The first landing buoy is almost the mouth of the bay. Hard to believe the salinity could be that low there at the surface. 

I found this from the DNR website:

"There are five catfish species harvested from the Chesapeake Bay. White catfish
(Ameiurus catus) and brown bullheads (A. nebulosus) are native to the area. Channel
catfish (Ictalurus punctatus) were introduced into the Potomac River around the end of
the 19th century. The channel catfish spread throughout the Bay region, reaching
Maryland’s portion of the Chesapeake Bay in the late 1950’s. They are now ubiquitous
in the region and are considered naturalized. The non-native blue (Ictalurus furcatus)
and flathead (Pylodictis olivaris) catfish populations have spread into nearly every
major tributary of the Chesapeake Bay (Figure 1). Blue catfish were introduced to the
Potomac River in the 1970s and have been found in high numbers from the 1990’s to
present. Flathead catfish were introduced to the James River in Virginia between 1965
and 1977. Additional introductions are believed to have occurred in the upper
Chesapeake Bay within the last 10 years and flathead catfish are now commonly found
there. *Both non-native catfish species have increased in abundance and expanded their
range beyond their usual salinity tolerance.* Blue and flathead catfish are top apex
predators in the ecosystem which raises concerns about their effects on native fish
communities. "

(https://dnr.maryland.gov/fisheries/Documents/Section_9_Catfish.pdf)
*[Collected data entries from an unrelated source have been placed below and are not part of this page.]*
PR #4872, opened 2023-08-15
Waitp 1408 update styling

chaoxinnhin:
### Issue #:
WAITP-1408: Update styling on Tupaia-Web to match design

### Changes:

- Updated Topbar and dashboard design, mini map colour, modal for dashboard items and popover menu

### Screenshots:
image
image
image
image
image


packages/tupaia-web/src/features/Dashboard/Dashboard.tsx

Interesting little history, but the bold part does imply they've adapted to higher salinity. FWIW I have never caught a channel catfish in the Potomac or its tributaries- only in the Bay proper and furthest south in the Bay was Eastern Bay.


----------



## ASK4Fish (May 4, 2005)

https://www.ndbc.noaa.gov/station_page.php?station=44064

First landing buoy. The company I work with runs data that agrees very well with their measurements.


----------



## Benji (Nov 19, 2014)

I catch smaller ones often in the spring and fall around the jrb, and I know coms that were netting cats at the hrbt this past spring. I always thought it was because of the lower salinity from the amount of rain we have at those times. It would be very disturbing to catch blue cats at buckroe, but that may be 5 years or less away from what your saying. I remember 20 years ago you didn't catch them lower than chickahomany river. ... and is the fort monroe moat a good spot to net mullet? I've ruined nets at the discharge.


----------



## supercast (May 17, 2006)

*The next invaders will be snake heads and I heard they are good to eat*



classicist said:


> The first landing buoy is almost the mouth of the bay. Hard to believe the salinity could be that low there at the surface.
> 
> I found this from the DNR website:
> 
> ...


goo


----------



## Guest (May 3, 2019)

thaweatherman said:


> MillerLiteHouse, what lures were they hitting on? I assume they have a size preference for their prey. Maybe something in the 3-5" range.


Was catching them on Storm swim shads and a hard plastic jerkbait style lure. Both probably 5" long. They hit really hard, pull for about half a second, then either roll around and tangle themselves in the line or just let you drag them in like a big slimy rock.


----------



## ASK4Fish (May 4, 2005)

Benji said:


> I catch smaller ones often in the spring and fall around the jrb, and I know coms that were netting cats at the hrbt this past spring. I always thought it was because of the lower salinity from the amount of rain we have at those times. It would be very disturbing to catch blue cats at buckroe, but that may be 5 years or less away from what your saying. I remember 20 years ago you didn't catch them lower than chickahomany river. ... and is the fort monroe moat a good spot to net mullet? I've ruined nets at the discharge.


The moat can be good, they'll run you off. Yeah and don't throw in front of the drainage, in addition to the big metal grate in front there is a ton of rubble down there on the bottom. Better to throw from the kayak launch floating dock. Just suck when there's huge schools of mullet in from if the discharge and won't move away you get tempted and throw there and ruin a $100 cast net...


----------



## classicist (May 2, 2018)

Heavy rains and low salinity are the bane of Chesapeake Bay fishing! Make the Chesapeake Salty Again! :fishing:


----------



## Benji (Nov 19, 2014)

ASK4Fish said:


> Benji said:
> 
> 
> > I catch smaller ones often in the spring and fall around the jrb, and I know coms that were netting cats at the hrbt this past spring. I always thought it was because of the lower salinity from the amount of rain we have at those times. It would be very disturbing to catch blue cats at buckroe, but that may be 5 years or less away from what your saying. I remember 20 years ago you didn't catch them lower than chickahomany river. ... and is the fort monroe moat a good spot to net mullet? I've ruined nets at the discharge.
> ...


they school up pretty nice at the green mile also, always trying to find more bait spots.


----------